## PROBLEM TO WORK ON
Reproduce the records word for word, with nothing left out.

====== PROVIDED INFORMATION

PR #7344, opened 2026-07-01
fix(core): make DataID publication thread-safe

bluestreak01:
**Related PRs**
- Enterprise: questdb/questdb-enterprise#1100
- OSS: questdb/questdb#7344

---

## What

Make `DataID`'s in-memory UUID publication thread-safe by `synchronized`-ing every accessor that touches the `lo`/`hi` pair: `initialize()`, `isInitialized()`, `getLo()`, `getHi()`, and `toSink()` — symmetric with the already-`synchronized` `change()`.

## Why

`DataID` wraps a 128-bit UUID stored as two `long`s (`Uuid.lo`/`Uuid.hi`), which are **non-volatile**. The value is published by one thread and read by another:

- **Writer:** the replication WAL downloader learns the DataID from the object store and publishes it via a `DataID.initialize()` JNI up-call, which does two plain stores through `Uuid.of(lo, hi)`.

============

## REPLY
PR #7344, opened 2026-07-01
fix(core): make DataID publication thread-safe

bluestreak01:
**Related PRs**
- Enterprise: questdb/questdb-enterprise#1100
- OSS: questdb/questdb#7344

---

## What

Make `DataID`'s in-memory UUID publication thread-safe by `synchronized`-ing every accessor that touches the `lo`/`hi` pair: `initialize()`, `isInitialized()`, `getLo()`, `getHi()`, and `toSink()` — symmetric with the already-`synchronized` `change()`.

## Why

`DataID` wraps a 128-bit UUID stored as two `long`s (`Uuid.lo`/`Uuid.hi`), which are **non-volatile**. The value is published by one thread and read by another:

- **Writer:** the replication WAL downloader learns the DataID from the object store and publishes it via a `DataID.initialize()` JNI up-call, which does two plain stores through `Uuid.of(lo, hi)`.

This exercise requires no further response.